**PROMPT**
Take from the material every line that contains the word "modified".

**EXERCISE INPUT**
· · ·
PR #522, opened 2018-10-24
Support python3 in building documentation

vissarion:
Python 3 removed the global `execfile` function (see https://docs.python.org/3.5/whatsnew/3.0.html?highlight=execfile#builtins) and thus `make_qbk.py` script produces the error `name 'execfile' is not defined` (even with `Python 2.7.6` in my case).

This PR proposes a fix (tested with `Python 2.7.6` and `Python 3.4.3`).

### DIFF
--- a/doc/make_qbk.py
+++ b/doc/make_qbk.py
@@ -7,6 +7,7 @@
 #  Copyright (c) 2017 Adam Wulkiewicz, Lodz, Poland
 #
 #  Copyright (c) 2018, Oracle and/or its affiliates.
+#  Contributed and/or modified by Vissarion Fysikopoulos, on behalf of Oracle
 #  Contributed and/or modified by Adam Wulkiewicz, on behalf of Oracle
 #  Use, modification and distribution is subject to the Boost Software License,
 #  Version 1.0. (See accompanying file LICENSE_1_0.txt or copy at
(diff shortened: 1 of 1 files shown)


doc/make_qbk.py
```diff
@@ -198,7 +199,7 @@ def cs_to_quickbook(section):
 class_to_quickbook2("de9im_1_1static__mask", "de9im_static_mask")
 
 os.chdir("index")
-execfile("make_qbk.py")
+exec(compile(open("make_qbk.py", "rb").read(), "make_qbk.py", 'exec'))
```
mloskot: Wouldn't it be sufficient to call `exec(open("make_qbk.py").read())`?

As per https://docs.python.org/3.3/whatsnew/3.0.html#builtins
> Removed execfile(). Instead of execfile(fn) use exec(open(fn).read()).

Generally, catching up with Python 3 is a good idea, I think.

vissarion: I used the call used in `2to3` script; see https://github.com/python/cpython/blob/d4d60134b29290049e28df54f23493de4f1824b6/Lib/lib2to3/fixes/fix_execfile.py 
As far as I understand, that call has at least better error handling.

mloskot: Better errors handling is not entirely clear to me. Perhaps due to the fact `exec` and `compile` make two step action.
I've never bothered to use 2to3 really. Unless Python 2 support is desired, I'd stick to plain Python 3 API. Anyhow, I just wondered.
· · ·
**RESULT**
+#  Contributed and/or modified by Vissarion Fysikopoulos, on behalf of Oracle
 #  Contributed and/or modified by Adam Wulkiewicz, on behalf of Oracle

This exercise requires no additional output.